* WHAT IS BEING ASKED *
Show, from the entries below, every line in which "preds" appears.
━━━━━ EXERCISE INPUT
PR #155, opened 2017-03-02
Sequence tagger

jsenellart-systran:
Introduce sequence tagger using encoder/generator.

* trains simply with `-model_type seqtagger` on bitext datatype
* supports source/target features - for target, a new option `-time_shift_feature 0` disable time_shifting introduced for seq2seq
* apply model with `tag.lua`

Tested on PennTreeBank WSJ corpus and achieves 96.7% with default parameters, on WSJ 22.

PR also fixes Language Model loading and adds check on `translate.lua` model type.


onmt/translate/Translator.lua
```diff
@@ -28,11 +28,15 @@ end
 
 function Translator:__init(args)
   self.opt = args
-  onmt.utils.Cuda.init(self.opt)
```
guillaumekln: Translation servers expect the `Translator` to initialize the GPU. We should either keep this line or update the servers code accordingly.

onmt/tagger/Tagger.lua
```diff
@@ -0,0 +1,177 @@
...
+end
+
+
+function Tagger:__init(args)
+  self.opt = args
+
+  _G.logger:info('Loading \'' .. self.opt.model .. '\'...')
+  self.checkpoint = torch.load(self.opt.model)
+
+  if self.checkpoint.options.model_type and self.checkpoint.options.model_type ~= 'seqtagger' then
```
guillaumekln: The condition and the error message are wrong.

```lua
if not self.checkpoint.options.model_type or self.checkpoint.options.model_type ~= 'seqtagger' then
```

onmt/translate/Translator.lua
jsenellart-systran: I propose you update the server code - because we have a strange mix here. what do you think?

rocks/opennmt-scm-1.rockspec
```diff
@@ -70,6 +70,8 @@ build = {
     ["onmt.translate.BeamSearcher"] = "onmt/translate/BeamSearcher.lua",
     ["onmt.translate.Translator"] = "onmt/translate/Translator.lua",
     ["onmt.translate.PhraseTable"] = "onmt/translate/PhraseTable.lua",
+    ["onmt.tagger.init"] = "onmt/tagger/init.lua",
+    ["onmt.tagger.Tagger"] = "onmt/tagger/Tagger.lua",
```
jsenellart-systran: done in 672fea0

PR #157, opened 2017-03-05
Complex encoder

jsenellart-systran:
refactoring of Complex Encoder - implements dbrnn, pdbrnn. tested in training and translation.


onmt/modules/BiEncoder.lua
```diff
@@ -42,27 +59,39 @@ Parameters:
...
-  self.args.numEffectiveLayers = rnn.numEffectiveLayers
+  -- Compute rnn hidden size depending on hidden states merge action.
+  if self.args.brnn_merge == 'concat' then
+    if args.rnn_size % 2 ~= 0 then
+      error('in concat mode, rnn_size must be divisible by 2')
+    end
+    args.rnn_size = args.rnn_size / 2
+  end
+
+  self.args.rnn_size = args.rnn_size
```
guillaumekln: As said in another PR, renaming:

* `self.args.rnnSize` to `self.args.rnn_size`
* and `self.args.merge` to `self.args.brnn_merge`

is actually breaking existing `BiEncoder` models as the `self.args` table is serialized and used in the forward and backward methods. A workaround would be to add:

```lua
self.args.rnn_size = self.args.rnn_size or self.args.rnnSize
self.args.brnn_merge = self.args.brnn_merge or self.args.merge
```

in the `load` function.

onmt/modules/GRU.lua
```diff
@@ -28,7 +28,7 @@ Parameters:
   * `layers` - Number of layers
   * `inputSize` - Size of input layer
   * `hiddenSize` - Size of the hidden layers
-  * `dropout` - Dropout rate to use (should be in $$[0,1]$$ range.
+  * `dropout` - Dropout rate to use (in $$[0,1]$$ range, if negative, force dropout even on first layer).
```
guillaumekln: Maybe a flag would be clearer than a negative value? Like `-dropout_input`?

onmt/data/Batch.lua
```diff
@@ -75,6 +75,8 @@ function Batch:__init(src, srcFeatures, tgt, tgtFeatures)
 
   self.sourceInputFeatures = {}
   self.sourceInputRevFeatures = {}
+  -- will be used to return extra padded value
+  self.padTensor = torch.LongTensor(self.size):fill(onmt.Constants.PAD)
```
guillaumekln: What is the use of just returning padding?

onmt/data/BatchTensor.lua
```diff
@@ -0,0 +1,17 @@
+local BatchTensor = torch.class('BatchTensor')
```
guillaumekln: This file should also be added in the rockspec.

onmt/modules/BiEncoder.lua
jsenellart-systran: done in 37b96fe

onmt/modules/GRU.lua
jsenellart-systran: not sure we want to do that since it won't be used by end-user. We are just stacking Encoders in complex encoders - and only in these cases, we will want to have first layers adding a dropout

onmt/data/Batch.lua
jsenellart-systran: in pyramidal encoders - when calculating timestep t for level N, we will need to check value of time k*t, k*t+1, k*t+n. at the border, we will have sometime some overflow that is just handled with this automatic-padding

onmt/data/BatchTensor.lua
jsenellart-systran: done in  75b512b

jsenellart-systran:
for me they are tested enough to pass (and used in https://github.com/jsenellart-systran/OpenNMT/tree/asr)

onmt/modules/GRU.lua
jsenellart-systran: good idea - I added the option in 151a48a. the value is internal set when assembling complex encoders, but we can possibly use it for adding dropout between lookup and first LSTM

PR #158, opened 2017-03-06
Add partial CuDNN support

guillaumekln:
This PR adds a cuDNN-powered encoder that supports unidirectional LSTM and GRU. Conversion to `nn` is also provided for model release and translation.

### DIFF
--- a/onmt/modules/CudnnEncoder.lua
+++ b/onmt/modules/CudnnEncoder.lua
@@ -74,6 +74,22 @@ function CudnnEncoder:resetPreallocation()
   self.rnn.gradCellOutput = torch.Tensor()
 end
 
+function CudnnEncoder:toNN()
+  local rnn
+
+  if self.rnn.mode == 'CUDNN_GRU' then
+    rnn = onmt.GRU(self.rnn.numLayers, self.rnn.inputSize, self.rnn.hiddenSize, self.rnn.dropout)
+  elseif self.rnn.mode == 'CUDNN_LSTM' then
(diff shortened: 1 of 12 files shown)


onmt/modules/CudnnEncoder.lua
```diff
@@ -0,0 +1,134 @@
...
+]]
+function CudnnEncoder:__init(inputNetwork, rnnClass, layers, inputSize, rnnSize, dropout)
+  parent.__init(self)
+
+  self.rnn = rnnClass(inputSize, rnnSize, layers, false, dropout, false)
+  self.inputNetwork = inputNetwork
+
+  self.net = nn.Sequential()
+    :add(self.inputNetwork)
+    :add(nn.Transpose({1, 2})) -- By default, batch is second in CuDNN.
```
guillaumekln: You are right, it is cleaner. However, I don't think it will be more efficient as cuDNN is doing the transposition internally: https://github.com/soumith/cudnn.torch/blob/master/RNN.lua#L254-L256

anoidgit: Yes, so I say "maybe" with "a little bit", "a little bit" only because `nn.Sequential` need to handle one less module. @guillaumekln

guillaumekln:
Closing this one for now. The gain was not significant and it is another encoder type to maintain.

I make the branch available in the main repository for reference and maybe future integration:

https://github.com/OpenNMT/OpenNMT/tree/cudnn

PR #162, opened 2017-03-13
Fix inconsistent dict file name.

anoidgit:
If you want to load a feature dict file with `-features_vocabs_prefix`, it will find `*.train_feature_1.dict`, but actually it is `*.source_feature_1.dict`.


guillaumekln:
Good catch, thanks!

anoidgit:
My pleasure. @guillaumekln

PR #166, opened 2017-03-15
Support padded source batches during training

jsenellart-systran:
new options - useful for very long sequences (summarization, asr) or potentially for translation.

In preprocess, possibility not to sort sentences by length
* `-sort`: If 1, sort the sentences by size. [1]

In train, possibility to built up batches with uneven sentence length
* `-uneven_batches`: If true, batches are filled up to max_batch_size even if they have different sizes. [false]

### DIFF
--- a/onmt/Seq2Seq.lua
+++ b/onmt/Seq2Seq.lua
@@ -88,8 +88,8 @@ function Seq2Seq:getOutput(batch)
 end
 
 function Seq2Seq:maskPadding(batch)
-  self.models.encoder:maskPadding()
   if self.args.uneven_batches then
+    self.models.encoder:maskPadding()
     if batch.uneven then
       self.models.decoder:maskPadding(batch.sourceSize, batch.sourceLength)
     else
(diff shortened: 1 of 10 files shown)


vince62s:
what happens if sort = 0 (no sorting) but -uneven_batches remains to false (no fill up) ?
we end up with potentially very small (size=1) batches ?

jsenellart-systran:
yes

onmt/Seq2Seq.lua
```diff
@@ -85,12 +87,32 @@ function Seq2Seq:getOutput(batch)
...
+end
+
 function Seq2Seq:forwardComputeLoss(batch)
+  self:maskPadding(batch)
   local encoderStates, context = self.models.encoder:forward(batch)
   return self.models.decoder:computeLoss(batch, encoderStates, context, self.criterion)
 end
 
 function Seq2Seq:trainNetwork(batch, dryRun)
+  if self.args.uneven_batches then
```
guillaumekln: Let just call `self:maskPadding(batch)` to avoid duplication even if `self.models.encoder:maskPadding()` does nothing on a second call.

onmt/Seq2Seq.lua
```diff
@@ -85,12 +87,32 @@ function Seq2Seq:getOutput(batch)
   return batch.targetOutput
 end
 
+function Seq2Seq:maskPadding(batch)
+  self.models.encoder:maskPadding()
```
guillaumekln: Shouldn't this line also be  encapsulated by `if self.args.uneven_batches then`?

onmt/Seq2Seq.lua
jsenellart-systran: yes - fixed in 700f74e

onmt/Seq2Seq.lua
jsenellart-systran: yes - fixed in 700f74e

PR #167, opened 2017-03-17
support batch for rest_server

vince62s:
This is for batch support in the rest_server.
Hopefully will make things quicker.

### DIFF
--- a/tools/rest_translation_server.lua
+++ b/tools/rest_translation_server.lua
@@ -42,20 +42,23 @@ cmd:option('-batchsize', 1000, [[Size of each parallel batch - you should not ch
 
 local opt = cmd:parse(arg)
 
-local function translateMessage(translator, req)
+local function translateMessage(translator, lines)
   local batch = {}
   -- We need to tokenize the input line before translation
-  local srcTokens = {}
+
   local bpe
-  local srcTokenized = {}
-  local res
-  local err
-  local tokens
+
   _G.logger:info("Start Tokenization")
   if opt.bpe_model ~= '' then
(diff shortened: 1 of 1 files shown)


tools/rest_translation_server.lua
```diff
@@ -124,9 +126,11 @@ local function init_server(port, translator)
       consumes = "application/json",
       produces = "application/json",
       handler = function(req)
-        _G.logger:info("receiving request: [%s]", req.src:gsub("\n", "\\n"))
+--        print(req)
```
guillaumekln: Could you just remove this commented line for good measure?

tools/rest_translation_server.lua
```diff
@@ -124,9 +126,11 @@ local function init_server(port, translator)
...
+        _G.logger:info("receiving request")
         local translate = translateMessage(translator, req)
         _G.logger:info("sending response")
+--        print(translate)
```
guillaumekln: Here also.

tools/rest_translation_server.lua
```diff
@@ -64,53 +65,54 @@ local function translateMessage(translator, req)
...
-    }
-    if opt.withAttn or req.withAttn then
-      local attnTable = {}
-      for j = 1, #results[1].preds[i].attention do
-        table.insert(attnTable, results[1].preds[i].attention[j]:totable())
+      local lineres = {
+        tgt = oline,
+        src = srcSent,
+        n_best = i,
+        pred_score = results[1].preds[i].score
```
guillaumekln: I think this should be `results[b]`.

PR #171, opened 2017-03-22
Dynamic parameter changes

jsenellart-systran:
* more controls on parameters when reloading model
* make difference between default parameters and user-set parameters
* implement dropout dynamic change

### DIFF
--- a/onmt/train/Checkpoint.lua
+++ b/onmt/train/Checkpoint.lua
@@ -127,7 +127,7 @@ function Checkpoint.loadFromCheckpoint(opt)
     for k,v in pairs(structural_parameters) do
       -- if parameter was set in commandline (and not default value)
       -- we need to check that we can actually change it
-      if opt[k] and not opt[k..'_default'] and opt[k] ~= checkpoint.options[k] then
+      if opt[k] and not (opt._is_default and opt._is_default[k]) and opt[k] ~= checkpoint.options[k] then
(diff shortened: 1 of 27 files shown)


onmt/utils/ExtendedCmdLine.lua
```diff
@@ -209,15 +215,23 @@ function ExtendedCmdLine:dumpConfig(opt, filename)
...
 
 function ExtendedCmdLine:parse(arg)
   local i = 1
-  local params = self:default()
+
+  -- set default value
+  local params = {}
+  for option,v in pairs(self.options) do
+    params[strip(option)] = v.default
+    params[strip(option)..'_default'] = true
```
guillaumekln: It seems simpler and clearer to use a sub-table `params.is_default[strip(option)]` rather than building the key every time.

onmt/train/Checkpoint.lua
```diff
@@ -76,23 +76,81 @@ function Checkpoint:saveEpoch(validPpl, epochState, verbose)
   self:save(filePath, info)
 end
 
+-- structural parameters - the parameters with true can be changed dynamically in a train_from
+local structural_parameters = {
```
jsenellart-systran: yes I agree -but the current implementation was even less future proof :smile: with hard coded set-up of options. I think we do need 3 values - I will take the point.

PR #176, opened 2017-03-28
Add n-best list and embedding output options

asaluja:
To: @guillaumekln 

What: I added the ability to print out the n-best list when using the `-n_best` flag, and also print out the embeddings of the input source text using the `-print_input_embeddings` flag.

### DIFF
--- a/onmt/translate/Translator.lua
+++ b/onmt/translate/Translator.lua
@@ -67,11 +67,11 @@ local options = {
       If set to 0, no EOS normalization.]]
   },
   {
-    'dump_input_encoding', false,
+    '-dump_input_encoding', false,
     [[Instead of generating target tokens conditional on
     the source tokens, we print the representation
     (encoding/embedding) of the input.]]
-  }    
+  }
 }
 
 function Translator.declareOpts(cmd)
--- a/onmt/translate/Translator.lua
+++ b/onmt/translate/Translator.lua
@@ -18,7 +18,9 @@ local options = {
   {'-pre_filter_factor', 1, [[Optional, set this only if filter is being used. Before
                             applying filters, hypotheses with top `beamSize * preFilterFactor`
                             scores will be considered. If the returned hypotheses voilate filters,
-                            then set this to a larger value to consider more.]]}
+                            then set this to a larger value to consider more.]]},
+  {'-print_input_embeddings', false, [[Instead of generating target tokens conditional on
+                            the source tokens, we print the representation (embedding) of the input.]]}
 }
 
 function Translator.declareOpts(cmd)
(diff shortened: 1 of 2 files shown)


translate.lua
```diff
@@ -32,7 +32,6 @@ local function main()
   local opt = cmd:parse(arg)
 
   _G.logger = onmt.utils.Logger.new(opt.log_file, opt.disable_logs, opt.log_level)
-  onmt.utils.Cuda.init(opt)
```
guillaumekln: Why was this line removed?

translate.lua
```diff
@@ -107,30 +110,35 @@ local function main()
...
+                  _G.logger:info('BEST HYP:')
+                end
+              end
 
               if #results[b].preds > 1 then
-                _G.logger:info('')
-                _G.logger:info('BEST HYP:')
+                _G.logger:info("[%.2f] %s", results[b].preds[n].score, sentence)
+                if n ~= 1 then -- for the n == 1 case, we already wrote out the hypothesis above
+                  outFile:write(sentence .. '\n')
```
guillaumekln: There is no need to have special cases for `n == 1` and `n ~= 1`. Just call `write` at the beginning of the loop for all `n`.

onmt/translate/Translator.lua
```diff
@@ -18,7 +18,9 @@ local options = {
   {'-pre_filter_factor', 1, [[Optional, set this only if filter is being used. Before
                             applying filters, hypotheses with top `beamSize * preFilterFactor`
                             scores will be considered. If the returned hypotheses voilate filters,
-                            then set this to a larger value to consider more.]]}
+                            then set this to a larger value to consider more.]]},
+  {'-print_input_embeddings', false, [[Instead of generating target tokens conditional on
```
guillaumekln: I find this option name ambiguous mostly because embeddings usually refer to word embeddings. What about `dump_input_encoding`?

onmt/translate/Translator.lua
```diff
@@ -167,84 +169,87 @@ function Translator:translateBatch(batch)
...
   local encStates, context = self.models.encoder:forward(batch)
-
-  -- Compute gold score.
-  local goldScore
-  if batch.targetInput ~= nil then
-    if batch.uneven then
-      self.models.decoder:maskPadding(batch.sourceSize, batch.sourceLength)
+  if self.opt.print_input_embeddings then
+    return encStates
+  else
```
guillaumekln: Could you end the `if` block right there and keep the indentation of the rest of the function? Just so your PR does not conflict with others.

onmt/translate/Translator.lua
```diff
@@ -167,84 +169,87 @@ function Translator:translateBatch(batch)
...
 
   local encStates, context = self.models.encoder:forward(batch)
-
-  -- Compute gold score.
-  local goldScore
-  if batch.targetInput ~= nil then
-    if batch.uneven then
-      self.models.decoder:maskPadding(batch.sourceSize, batch.sourceLength)
+  if self.opt.print_input_embeddings then
+    return encStates
```
guillaumekln: `encStates` contains the final cell and hidden states of all layers. Don't you want to just return the last hidden state `encStates[#encStates]`?

onmt/translate/Translator.lua
```diff
@@ -274,18 +279,32 @@ function Translator:translate(src, gold)
...
-
-      results[b].preds = {}
-      for n = 1, self.opt.n_best do
-        results[b].preds[n] = {}
-        results[b].preds[n].words = self:buildTargetWords(pred[b][n], src[indexMap[b]].words, attn[b][n])
-        results[b].preds[n].features = self:buildTargetFeatures(predFeats[b][n])
-        results[b].preds[n].attention = attn[b][n]
-        results[b].preds[n].score = predScore[b][n]
+      if self.opt.print_input_embeddings then
+        results[b] = encStates
```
━━━━━━━━━━
* RESPONSE AREA *
-      for j = 1, #results[1].preds[i].attention do
-        table.insert(attnTable, results[1].preds[i].attention[j]:totable())
+        pred_score = results[1].preds[i].score
               if #results[b].preds > 1 then
+                _G.logger:info("[%.2f] %s", results[b].preds[n].score, sentence)
-      results[b].preds = {}
-        results[b].preds[n] = {}
-        results[b].preds[n].words = self:buildTargetWords(pred[b][n], src[indexMap[b]].words, attn[b][n])
-        results[b].preds[n].features = self:buildTargetFeatures(predFeats[b][n])
-        results[b].preds[n].attention = attn[b][n]
-        results[b].preds[n].score = predScore[b][n]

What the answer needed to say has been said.